Terungkap, Ternyata Ini Alasa, Xiaomi Masuk Daftar Hitam AS
RIAU24.COM - Pada saat Donald Trump masih menjadi presiden, di bulan Januari lalu Xiaomi masuk dalam daftar hitam karena dianggap memiliki hubungan dengan militer China. Kini alasan sebenarnya di balik masuknya Xiaomi ke daftar hitam Amerika Serikat terungkap.
Dilansir dari Detik.com, tidak lama setelah di-blacklist pemerintah AS, Xiaomi membantah tuduhan itu dan mengatakan mereka tidak dimiliki, dikontrol atau memiliki hubungan dengan militer China.
Belum lama ini, Wall Street Journal melaporkan alasan sebenarnya di balik pencekalan Xiaomi lewat dokumen pengadilan yang didaftarkan oleh Kementerian Pertahanan AS. Dokumen itu menyebutkan Xiaomi dicekal karena penghargaan yang diterima pendiri dan CEO-nya Lei Jun dari pemerintah China.
Untuk diketahui, pada tahun 2019, Lei menjadi satu dari 100 eksekutif di China yang menerima penghargaan 'Pembangun Sosialisme Luar Biasa dengan Karakteristik China' yang diberikan oleh Kementerian Industri dan Informasi Teknologi China (MIIT), seperti dikutip dari Phone Arena, Senin 8 Maret 2021.
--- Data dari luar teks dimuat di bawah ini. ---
PR #145, opened 2022-05-17
Saga pattern sample

mnichols:
## What was changed
A very simple `saga` implementation was provided.

## Why?
This helps show one way Temporal can be used to implement this common orchestration pattern.

## Checklist

2. How was this tested: Manually

3. Any docs updates needed? README shows how to use


saga/src/worker.ts
```diff
@@ -0,0 +1,81 @@
...
+  const worker = await Worker.create(opts);
+
+  await worker.run();
+}
+
+run(getEnv()).catch((err) => {
+  console.error(err);
+  process.exit(1);
+});
+// @@@SNIPEND
```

Xiaomi juga mempromosikan penghargaan yang diterima Lei lewat halaman biografinya di situs resmi Xiaomi dan di laporan keuangan tahunannya. Dokumen ini juga menyebutkan investasi Xiaomi di bidang teknologi termasuk 5G dan kecerdasan buatan
Kementerian Pertahanan AS mengatakan MIIT adalah badan pemerintah yang mengatur 'fusi sipil-militer' China. Di bawah program ini, China bekerjasama dengan bisnis swasta untuk menciptakan teknologi yang bisa digunakan oleh militer.
Setelah dimasukkan dalam daftar hitam oleh pemerintahan Donald Trump, perusahaan dan investor AS tidak boleh lagi berinvestasi di Xiaomi dan harus divestasi sebelum 11 November 2021.
Akibat dari kebijakan ini sudah mulai dirasakan oleh Xiaomi. Baru-baru ini, vendor ponsel terbesar ketiga di dunia ini dihapus dari indeks global dan China oleh FTSE Russell mengikuti perintah eksekutif yang ditandatangani Trump.
Sementara itu Xiaomi tidak tinggal diam saja menghadapi kebijakan tersebut. Pada bulan Februari mereka menggugat pemerintah AS dan menyebut kebijakan ini sebagai melanggar hukum dan tidak konstitusional.